Admiral Nakhimov at Sevastopol Bastion. Found in the Collection of Russian State Library, Moscow.

Life or, later, even 25 years of service in the eyes of the fellow villagers was the same as death. Just like a wedding (or a funeral, for that matter), for peasants, the conscription was a kind of a rite of passage – the young man forever leaving his village and heading into another world. Even if a soldier survived numerous battles, he would usually forget the art of peasant labor and, therefore, be permanently excluded from the rural community. The villagers bid farewell to the recruit as if they were burying him – hence the pair of horses, funeral songs and even professional mourners that mourned during the seeing-off of a soldier.

The social meaning of the conscription

Young soldiers taking the oath, 1904

First of all, the conscription gave men (and their families, if they had them) a path out of serfdom – a serf who became a soldier would then be free of his landlord and if he returned from military service, he did so as a free man. Officially retired soldiers could even own land. According to statistics from 1816–1834, most of the peasants who stopped being serfs did so through military service.

The soldiers were allowed to marry and take their wives with them. From 1736, the soldiers’ children were given compulsory basic education and would become literate, which was not an easy thing for a peasant to achieve back then. Generally, conscription was a mighty social elevator of Imperial Russia. “I have heard many soldiers ' conversations, in which it is clear that they are well aware of the improvements the service has made in their everyday life,” Yakushkin wrote.

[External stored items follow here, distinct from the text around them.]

PR #2617, opened 2023-07-11
[Fix] Using the correct env prefix for env settings

AnomalRoil:
Currently our config options can be set using the `GOPASS_CONFIG__CONFIG_COUNT`  option followed by `GOPASS_CONFIG__CONFIG_KEY_0` and same for values, but this seems to be a bug.

It should be `GOPASS_CONFIG_CONFIG_KEY_0` without 2 underscores according to our documentation.

This PR fixes it.

### DIFF
--- a/internal/config/config.go
+++ b/internal/config/config.go
@@ -11,7 +11,7 @@ import (
 )
 
 var (
-	envPrefix    = "GOPASS_CONFIG_"
+	envPrefix    = "GOPASS_CONFIG"
 	systemConfig = "/etc/gopass/config"
 )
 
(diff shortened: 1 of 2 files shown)


AnomalRoil:
We might consider to rename `GOPASS_CONFIG_CONFIG_KEY_0` into `GOPASS_CONFIG_OVERRIDE_KEY_0` and same for the rest too. WDYT?

dominikschulz:
This change looks good. Thanks for taking care.

Let me think about the proposed rename for a bit.

dominikschulz:
The rename should be fine, but we can do that in another PR.

PR #2625, opened 2023-07-30
Correctly handle new multiline secrets

### LINKED ISSUE #2614: Copying empty secret when multiline is inserted
### Summary
After adding multiline password (also when it is only one line) the first line is empty and there I am not able to copy password via gopass command. I have to edit it firstly and manually remove first empty line. Then it is working as expected.

### Steps To Reproduce
```
$ gopass insert -m personal/test
# vim opens
pass1
# :wq to save and quit

$ gopass personal/test
Secret: personal/test


pass1

$ gopass -c personal/test

Error: empty secret. see https://go.gopass.pw/faq#empty-secret
```

### Expected behavior
```
$ gopass personal/test
Secret: personal/test

pass1

$ gopass -c personal/test
✔ Copied personal/test to clipboard. Will clear in 45 seconds.
```

### Environment
$ cat /etc/lsb-release 
DISTRIB_ID=Ubuntu
DISTRIB_RELEASE=22.04
DISTRIB_CODENAME=jammy
DISTRIB_DESCRIPTION="Ubuntu 22.04.2 LTS"

$ uname -a
Linux mcuper-P14s 5.19.0-46-generic #47~22.04.1-Ubuntu SMP PREEMPT_DYNAMIC Wed Jun 21 15:35:31 UTC 2 x86_64 x86_64 x86_64 GNU/Linux

$ gopass version
gopass 1.15.5 go1.20.2 linux amd64

$go install github.com/gopasspw/gopass@latest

Russian recruits, early 20th century

In 1874, the “conscription obligation” was replaced with total conscription – all men who reached 21 would serve for 6 years in the ranks and 9 years in the reserves – after that, people stayed in the “passive reserves” until they were 40. However, certain categories of men were not subject to the draft: the only sons in a family; the “sole breadwinner” of a family (e.g. an older brother with underage siblings and elderly parents); and younger brothers of somebody already serving in the army. For men with basic education, the service was reduced to 5 years, for men who had finished town schools – 3 years, for men with higher education – just 1.5 years. As the population grew, the service term continued to reduce further and, by 1906, people only served a maximum of 3 or less years in active duty.